## [Exercise data]
PR #634, opened 2025-03-13
Bit depths DSEGOG-375

joshdimanteto:
## Description
- The bit_depth is supplied in the channel metadata (records endpoint) this should be forwarded to the image api hooks so that the correct bit depth is used to fetch for the image 

## Testing instructions

- [ ] Review code
- [ ] Check Actions build
- [ ] {more steps here}

## Agile board tracking
closes DSEGOG-375


e2e/mocked/images.spec.ts
```diff
@@ -145,7 +145,7 @@ test('user can change the false colour parameters of an image', async ({
     },
   });
 
-  await expect(slider.nth(0)).toHaveValue(`${0.4 * 255}`);
+  await expect(slider.nth(0)).toHaveValue('1635');
```
louise-davies, line 148: Could this not continue to be calculated like `0.4 * 4095`?

e2e/real/images.spec.ts
```diff
@@ -143,6 +143,137 @@ test('user can change the false colour parameters of an image', async ({
...
 
+test('user can change the false colour parameters of an 12 bit image', async ({
+  page,
+}) => {
+  await page.getByLabel('to, date-time input').fill('2023-06-06 12:10');
+  await page.getByLabel('from, date-time input').fill('2023-06-06 12:00');
+
+  await page.getByRole('button', { name: 'Search', exact: true }).click();
+
+  // add trace channel to the table so we can click on a trace
```
louise-davies:
```suggestion
  // add image channel to the table so we can click on an image
```

louise-davies (changes requested):
This works fine when clicking an image from the table, but when using the thumbnail selector it does not change bit depth correctly. Need to also edit `windows/ThumbnailSelector` to pass the potential new bit depth alongside the new record id.

e2e/mocked/images.spec.ts
joshdimanteto: I did try that initially, but that value gives '1638' instead of '1635', causing the test to fail

louise-davies: That's odd that it's no longer exact anymore oh well

joshdimanteto:
> This works fine when clicking an image from the table, but when using the thumbnail selector it does not change bit depth correctly. Need to also edit `windows/ThumbnailSelector` to pass the potential new bit depth alongside the new record id.

Good spot. I've addressed this in the latest commit

louise-davies (approved):
LGTM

## [Your goal]
Give back exactly the lines starting at the one with "joshdimanteto: I did" and running to the end of the listing. Include both ends.

## [Output for this task]
joshdimanteto: I did try that initially, but that value gives '1638' instead of '1635', causing the test to fail

louise-davies: That's odd that it's no longer exact anymore oh well

joshdimanteto:
> This works fine when clicking an image from the table, but when using the thumbnail selector it does not change bit depth correctly. Need to also edit `windows/ThumbnailSelector` to pass the potential new bit depth alongside the new record id.

Good spot. I've addressed this in the latest commit

louise-davies (approved):
LGTM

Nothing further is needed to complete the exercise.